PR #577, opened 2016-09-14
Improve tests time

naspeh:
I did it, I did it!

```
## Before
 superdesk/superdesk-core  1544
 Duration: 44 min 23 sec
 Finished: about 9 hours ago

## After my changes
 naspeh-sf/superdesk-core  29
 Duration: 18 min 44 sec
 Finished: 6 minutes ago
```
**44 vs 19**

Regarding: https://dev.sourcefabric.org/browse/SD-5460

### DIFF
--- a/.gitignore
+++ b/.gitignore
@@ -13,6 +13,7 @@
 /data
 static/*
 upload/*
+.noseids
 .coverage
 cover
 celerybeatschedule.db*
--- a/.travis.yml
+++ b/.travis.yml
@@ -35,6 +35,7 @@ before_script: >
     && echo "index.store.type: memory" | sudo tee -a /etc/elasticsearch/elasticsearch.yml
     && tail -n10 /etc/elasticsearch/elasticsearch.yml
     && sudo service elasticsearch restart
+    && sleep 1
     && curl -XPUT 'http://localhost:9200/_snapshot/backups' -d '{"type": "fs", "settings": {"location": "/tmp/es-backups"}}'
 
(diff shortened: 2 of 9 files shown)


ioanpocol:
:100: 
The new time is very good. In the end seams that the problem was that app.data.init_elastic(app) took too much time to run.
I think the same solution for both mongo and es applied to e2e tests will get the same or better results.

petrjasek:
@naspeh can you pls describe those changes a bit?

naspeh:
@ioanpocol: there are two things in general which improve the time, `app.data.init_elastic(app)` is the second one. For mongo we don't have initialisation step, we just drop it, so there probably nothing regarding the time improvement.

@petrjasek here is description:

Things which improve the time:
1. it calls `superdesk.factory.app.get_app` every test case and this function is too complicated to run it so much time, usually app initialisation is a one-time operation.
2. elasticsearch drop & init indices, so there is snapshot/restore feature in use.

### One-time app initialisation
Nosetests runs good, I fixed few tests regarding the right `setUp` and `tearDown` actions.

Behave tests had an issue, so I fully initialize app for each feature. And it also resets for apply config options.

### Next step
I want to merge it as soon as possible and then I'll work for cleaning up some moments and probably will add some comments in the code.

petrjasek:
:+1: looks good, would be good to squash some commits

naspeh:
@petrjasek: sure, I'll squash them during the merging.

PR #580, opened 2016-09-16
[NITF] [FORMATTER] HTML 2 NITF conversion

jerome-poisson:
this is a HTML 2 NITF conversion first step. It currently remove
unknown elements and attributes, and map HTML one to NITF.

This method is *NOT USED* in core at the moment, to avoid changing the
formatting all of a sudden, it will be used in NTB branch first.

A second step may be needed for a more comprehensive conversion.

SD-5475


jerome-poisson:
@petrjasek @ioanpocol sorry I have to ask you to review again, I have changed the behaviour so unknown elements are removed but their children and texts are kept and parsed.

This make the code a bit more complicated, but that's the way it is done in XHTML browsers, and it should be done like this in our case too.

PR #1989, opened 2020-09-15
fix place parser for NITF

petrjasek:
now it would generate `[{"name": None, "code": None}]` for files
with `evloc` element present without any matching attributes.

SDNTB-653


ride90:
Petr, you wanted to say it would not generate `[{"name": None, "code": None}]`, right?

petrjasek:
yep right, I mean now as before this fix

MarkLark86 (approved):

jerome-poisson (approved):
################
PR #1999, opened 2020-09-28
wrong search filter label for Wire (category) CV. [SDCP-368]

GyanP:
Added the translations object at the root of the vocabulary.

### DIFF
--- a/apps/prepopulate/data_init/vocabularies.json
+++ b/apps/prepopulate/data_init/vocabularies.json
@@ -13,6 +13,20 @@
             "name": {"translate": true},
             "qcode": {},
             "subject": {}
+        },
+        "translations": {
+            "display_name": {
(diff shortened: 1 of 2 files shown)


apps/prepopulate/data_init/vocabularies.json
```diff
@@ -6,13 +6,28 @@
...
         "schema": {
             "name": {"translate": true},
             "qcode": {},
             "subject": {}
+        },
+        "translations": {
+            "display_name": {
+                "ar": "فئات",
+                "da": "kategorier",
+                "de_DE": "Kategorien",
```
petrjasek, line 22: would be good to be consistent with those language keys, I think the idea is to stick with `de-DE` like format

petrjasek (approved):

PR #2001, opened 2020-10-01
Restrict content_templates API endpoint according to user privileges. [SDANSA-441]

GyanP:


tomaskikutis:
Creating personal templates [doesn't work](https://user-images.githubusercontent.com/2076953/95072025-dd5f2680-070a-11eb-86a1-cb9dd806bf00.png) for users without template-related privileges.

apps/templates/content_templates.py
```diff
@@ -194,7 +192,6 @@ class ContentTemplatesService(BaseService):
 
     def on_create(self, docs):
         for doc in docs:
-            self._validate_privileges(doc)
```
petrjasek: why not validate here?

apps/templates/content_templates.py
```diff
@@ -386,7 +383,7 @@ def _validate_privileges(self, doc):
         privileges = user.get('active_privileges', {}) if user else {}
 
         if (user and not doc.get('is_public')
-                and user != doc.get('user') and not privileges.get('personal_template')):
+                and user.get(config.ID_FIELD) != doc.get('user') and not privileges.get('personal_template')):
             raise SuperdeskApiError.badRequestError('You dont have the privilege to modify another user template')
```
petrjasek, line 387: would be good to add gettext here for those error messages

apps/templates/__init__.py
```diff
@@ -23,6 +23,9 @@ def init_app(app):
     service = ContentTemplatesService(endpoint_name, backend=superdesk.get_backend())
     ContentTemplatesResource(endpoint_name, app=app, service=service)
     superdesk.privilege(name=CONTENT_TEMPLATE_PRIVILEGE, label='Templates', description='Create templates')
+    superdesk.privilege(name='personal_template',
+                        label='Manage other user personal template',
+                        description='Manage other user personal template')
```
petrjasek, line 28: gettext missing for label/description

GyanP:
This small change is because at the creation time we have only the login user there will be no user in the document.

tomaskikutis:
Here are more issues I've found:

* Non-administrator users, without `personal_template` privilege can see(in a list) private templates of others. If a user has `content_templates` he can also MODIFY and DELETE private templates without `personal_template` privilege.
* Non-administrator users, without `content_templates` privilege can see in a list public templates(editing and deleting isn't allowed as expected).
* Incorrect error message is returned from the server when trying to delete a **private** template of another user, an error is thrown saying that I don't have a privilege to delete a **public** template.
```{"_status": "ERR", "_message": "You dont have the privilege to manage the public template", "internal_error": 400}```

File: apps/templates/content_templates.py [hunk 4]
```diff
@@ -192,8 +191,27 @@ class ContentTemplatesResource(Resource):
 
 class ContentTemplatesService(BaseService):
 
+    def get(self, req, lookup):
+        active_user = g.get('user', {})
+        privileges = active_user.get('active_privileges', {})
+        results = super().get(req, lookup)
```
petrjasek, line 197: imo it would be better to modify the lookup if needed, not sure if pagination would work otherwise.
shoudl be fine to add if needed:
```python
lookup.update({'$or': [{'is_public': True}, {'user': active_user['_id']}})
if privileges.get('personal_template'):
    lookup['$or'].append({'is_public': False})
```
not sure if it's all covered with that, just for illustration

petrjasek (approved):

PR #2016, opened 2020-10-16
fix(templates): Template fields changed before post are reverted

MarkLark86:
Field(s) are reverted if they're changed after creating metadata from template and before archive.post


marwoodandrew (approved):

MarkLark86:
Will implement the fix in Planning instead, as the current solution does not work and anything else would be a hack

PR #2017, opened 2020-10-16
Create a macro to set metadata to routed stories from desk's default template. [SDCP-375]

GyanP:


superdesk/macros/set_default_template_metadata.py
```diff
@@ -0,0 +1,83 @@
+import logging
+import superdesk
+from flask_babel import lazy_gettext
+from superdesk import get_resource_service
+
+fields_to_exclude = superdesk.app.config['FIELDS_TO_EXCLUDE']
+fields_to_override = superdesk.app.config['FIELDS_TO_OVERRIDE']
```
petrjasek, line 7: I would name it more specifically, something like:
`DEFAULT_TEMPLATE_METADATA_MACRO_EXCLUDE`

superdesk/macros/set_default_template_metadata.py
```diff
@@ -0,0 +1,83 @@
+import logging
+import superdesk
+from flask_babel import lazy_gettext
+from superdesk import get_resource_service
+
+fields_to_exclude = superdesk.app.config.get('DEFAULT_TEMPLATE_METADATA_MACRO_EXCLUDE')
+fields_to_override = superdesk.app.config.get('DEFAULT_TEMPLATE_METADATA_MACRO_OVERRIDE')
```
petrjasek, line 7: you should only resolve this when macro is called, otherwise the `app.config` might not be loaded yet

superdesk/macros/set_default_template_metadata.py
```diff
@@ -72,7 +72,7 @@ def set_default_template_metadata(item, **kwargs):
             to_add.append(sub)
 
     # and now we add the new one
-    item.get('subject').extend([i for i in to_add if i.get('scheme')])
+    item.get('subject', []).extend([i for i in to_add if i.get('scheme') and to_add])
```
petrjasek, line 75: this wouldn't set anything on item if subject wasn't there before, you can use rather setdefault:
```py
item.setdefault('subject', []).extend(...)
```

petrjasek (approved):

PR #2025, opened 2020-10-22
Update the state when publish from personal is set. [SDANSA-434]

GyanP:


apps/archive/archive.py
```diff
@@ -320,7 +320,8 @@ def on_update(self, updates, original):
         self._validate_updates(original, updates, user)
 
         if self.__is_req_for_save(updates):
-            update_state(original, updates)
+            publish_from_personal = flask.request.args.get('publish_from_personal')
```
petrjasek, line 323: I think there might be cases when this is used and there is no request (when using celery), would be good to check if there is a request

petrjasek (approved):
################
[Aim of the task] From the entries above, extract each line containing "else".

[Answer section]
         privileges = user.get('active_privileges', {}) if user else {}
Will implement the fix in Planning instead, as the current solution does not work and anything else would be a hack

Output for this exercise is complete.